Die Journalisten hatten sich wie üblich um den großen Tisch versammelt, jeder ein Bier vor sich und eine Decke aus Zigarrenqualm über den Köpfen als Beweis für rege Diskussion.

»Jetzt greifen die Bürger auf der ›Insel‹ schon zur Selbsthilfe! Ist doch wirklich nicht zu fassen, dass die Polizei so träge reagiert. Kommt ja gar nicht recht in Schwung!« Der Pirat schlug mit der Faust auf den Tisch, und die anderen umklammerten schnell ihre Biergläser. Zur Sicherheit. »Am 17. Mai der erste und nun? Immer mehr Schädel! Ein ganzer Sack voller Knochen. Schulterblätter und anderes! Und jetzt fischen die Leute sogar mit Netzen Knochen aus dem Fluss! Von offizieller Seite – kein Einsatz!«

»Wenn man mit den einfachen Netzen und Rechen schon viele Knochen herausfischen kann, möchte ich gar nicht wissen, was man ans Licht beförderte, könnte man sich dazu entschließen, den Pegel der Leine abzusenken!«, murmelte Richard bedrückt, sah blass und krank aus. »Ich glaube, die Leute haben recht.

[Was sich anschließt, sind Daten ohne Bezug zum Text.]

Issue #668, opened 2020-05-25
`@cue` needs clarification


th-we:
The [documentation for `@cue`](https://music-encoding.org/guidelines/v4/attribute-classes/att.cue.html) just says

> Attributes that describe "cue-ness".

Can we define what cue-ness means?  Specifically, does this mean that a note is (logically) a cue from a different part, or does it mean that the note is (visually) cue size?  There are some contradictions here: 

* `@cue` is a logical domain attribute for [notes](https://music-encoding.org/guidelines/v4/attribute-classes/att.note.log.html), [chords](https://music-encoding.org/guidelines/v4/attribute-classes/att.chord.log.html), [rests](https://music-encoding.org/guidelines/v4/attribute-classes/att.rest.log.html) and [measure rests](https://music-encoding.org/guidelines/v4/attribute-classes/att.mrest.log.html).
* But it's also a visual domain attribute for [beams](https://music-encoding.org/guidelines/v4/attribute-classes/att.note.log.html) and [beamSpans](https://music-encoding.org/guidelines/v4/attribute-classes/att.beamspan.vis.html).

It should not be used for both those domains. While the original intent seems to be flagging logical cues (#433, #406), the actual usage seems to be focused on visual size:

* Verovio [imports](https://github.com/rism-ch/verovio/blob/d746305f29483d14dec8bd5a300ef9f7050b3d58/src/iomusxml.cpp#L2173) MusicXML's "logical" `<cue>` element the same way as the size-related ("visual") `type/@size='cue'` attribute instead of converting one to `@cue='true'` and the other to `@fontsize='small'`
* The only occurrence of [`@cue` in the sample encodings](https://github.com/music-encoding/sample-encodings/blob/master/MEI_4.0/Music/Complete_examples/Parker-Gillespie_ShawNuff.mei#L209) seems to use it for size (there is no part that the small notes "quote", it's just more music that is added to the leadsheet)
* `@cue` was suggested for [encoding small "cadenza-style"/rhythmically free-floating notes](https://github.com/music-encoding/music-encoding/issues/509)
* [`@cue` was added to beams](https://github.com/music-encoding/music-encoding/commit/8507516acfe8b07b37eb15e7de9721b1781e74c8), motivated by cases where [regular-sized and cue-sized notes share a beam](https://github.com/music-encoding/music-encoding/issues/558)

[...]

PR #859, opened 2021-10-05
Make layer cue-able

rettinghaus:
Usually in parts a whole layer gives the cue, so it seems to make sense to make `layer` part of `att.cue`. 
image
(Example taken from _Behind Bars_, p 572)


craigsapp (approved):
This is a useful feature to have.  The example music demonstrates that most cues in orchestral parts are encoded in layers, with a regular-sized full-measure rests in another layer to reinforce that the cue notes are not to be played by the performer.

kepper (changes requested):
This sounds perfectly reasonable, and I'm not requesting a change to the one line added here. But. There should be some documentation about this, like we just discussed at the ODD Friday. It needs to be checked how much actual documentation we have in the Guidelines about cue'd things…

musicEnfanthen:
See also #668

bwbohl:
2022-01-28 ODD meeting: @rettinghaus if you could please be so kind as to add some documentation to the guidelines. Apparently there isn't anything about `@cue` so far, some general example might be a first start, even when limiting it to layer-cueing.

rettinghaus:
Added a section about cue notes in the Guidelines.

source/examples/cmn/cmn-cue_layer.txt
```diff
@@ -0,0 +1,50 @@
...
+          <note dur="4" oct="2" pname="f" />
+        </layer>
+      </staff>
+    </measure>
+    <measure n="1">
+      <staff n="1">
+        <layer n="1">
+          <mRest />
+        </layer>
+        <layer n="2" cue="true">
```
ahankinson, line 28: I'm wondering if we should recommend that `cue` should also use `sameas` and point to the cued layer, rather than encoding the layer twice. Thoughts?

rettinghaus: Sorry, I don't understand.

kepper: I've run into this recently. I would say it should be optional, but not necessarily recommended. The cue notes / layer is still an entity in itself, even though it has a semantic connection to some other notes / layer and is derived from there. It could have incorrect notes, though. In that case, one may perhaps prefer a `@corresp` over `@sameas`?

ahankinson: The notes in a cue layer correspond to notes in another layer, correct? They're not played, but they're there to indicate that you should listen to those notes for your own entrance.

So should we use some of the available mechanisms (sameas, corresp, etc.) to indicate that this link exists, rather than to encode them as completely separate notes?

ahankinson: In the case of a cued layer, I would expect that a full layer would be cued. Otherwise, we would just mark four notes as cues.

rettinghaus: Yes, we can point to the original layer, if we have a full score encoded. If we have only a single part, where should it point at?

ahankinson: Your addition looks great! Thanks.

ahankinson (approved):

ahankinson:
Probably should have one more reviewer before merging. Since @craigsapp reviewed it there have been some changes.

musicEnfanthen:
Would it be helpful to include an example of the proposed linking mechanism for cued layers with `corresp` in chapter [10.1.1](https://music-encoding.org/guidelines/dev/content/analysisharm.html#analysisDescribingRelationships) of the guidelines and link there from the description here?

source/docs/04-cmn.xml
```diff
@@ -1104,10 +1104,33 @@
...
                      <figure>
                         <head/>
-                        <egXML xmlns="http://www.tei-c.org/ns/Examples" rend="code" xml:space="preserve"><xi:include xmlns:xi="http://www.w3.org/2001/XInclude" href="../examples/cmn/cmn-sample158.txt" parse="text"/></egXML>
+                        <egXML xmlns="http://www.tei-c.org/ns/Examples" rend="code" xml:space="preserve"><xi:include xmlns:xi="http://www.w3.org/2001/XInclude" href="../examples/cmn/cmn-ossia_layer.txt" parse="text"/></egXML>
                      </figure>
                   </p>
                </div>
+               <div xml:id="cmnCue" type="div3">
+                  <head>Cue</head>
+                  <p>Cue notes are smaller notes that usually occur in an orchestral or vocal part and are not to be played or sung by the corresponding musician, but by other instruments/singers. Cue notes are used for orientation, <abbr>i.e.</abbr>, to follow the music during longer pauses and to find the correct re-entry point more easily. In MEI the <att>cue</att> attribute is available to indicate such notes.</p>
```
bwbohl: instruments/singers --> instruments or singers?

bwbohl (commented):
only a minor comment

many thanks @rettinghaus

bwbohl (approved):

bwbohl:
@kepper could you revise your review please

source/docs/04-cmn.xml
```diff
@@ -1104,10 +1104,33 @@
...
+                     <figure>
+                        <head>Cue notes in the flute part of Brahms’ <hi rend="italic">Ein deutsches Requiem</hi>.</head>
+                        <graphic url="../images/modules/cmn/Brahms-flutePart.png"/>
+                     </figure>
+                     <figure>
+                        <head/>
+                        <egXML xmlns="http://www.tei-c.org/ns/Examples" rend="code" xml:space="preserve" valid="true"><xi:include xmlns:xi="http://www.w3.org/2001/XInclude" href="../examples/cmn/cmn-cue_layer.txt" parse="text"/></egXML>
+                     </figure>
+                  </p>
+                  <p>If the voice from which the cue notes originate is also encoded, they should refer to their sounding counterpart with the <att>corresp</att> attribute.</p>
```
musicEnfanthen, line 1131: Would it be possible to include another encoding example here for this linking mechanism with `corresp`. This would be very helpful for users consulting this passage.

rettinghaus: As you suggested this should probably go into [chapter 13](https://music-encoding.org/guidelines/dev/content/analysisharm.html#analysisDescribingRelationships) where nothing can be found about `@corresp`at all. Opened #915.

musicEnfanthen: `@corresp` itself and all other attributes of `att.linking` are momentarily explained in chapter 10 (Analytical markup). If that's a good place for them, we should discuss over there in #915, right. 

For the passage here, I am not asking to explain `corresp` in general (what would be too much out of scope of this PR), just to add a minimal encoding example how you would target the "sounding counterpart" from the cued layer. (My initial thought was to link to the corresp section from here, but since there is nothing really helpful for the use case here, it seems easier for now to include a small example here which exemplifies that usage of cued layers.) What do you think?

craigsapp:
Here is another example that could use this feature that I have come across:

Screen Shot 2022-02-21 at 1 34 30 PM

From Stravinsky: Perséphone (Melodrama in Three Scenes for Solo Tenor, Choir and Orchestra)

The second staff (violin 1) has two layers, with the first one being cue-sized showing the sounding pitches (also in square brackets).   The performance fingerings are in the second layer.

kepper (approved):
:)

kepper:
by instruction of our technical co-chairs during ODD meeting today – many thanks ;-)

In der Stadt haust das Böse. In irgendeiner Ecke hat es sich verkrochen und sieht uns zu, wie wir immer deutlichere Spuren von ihm finden und ihm doch keinen Schritt näherkommen. Womöglich lauert es schon auf sein nächstes Opfer. Grässlich!«

»Bisher ist nicht klar, wie all die Knochen in die Leine gelangt sind. Gibt ja mehrere Erklärungsansätze.«

»Keiner bewiesen! Keiner auch nur annähernd stichhaltig!«, maulte Ahab.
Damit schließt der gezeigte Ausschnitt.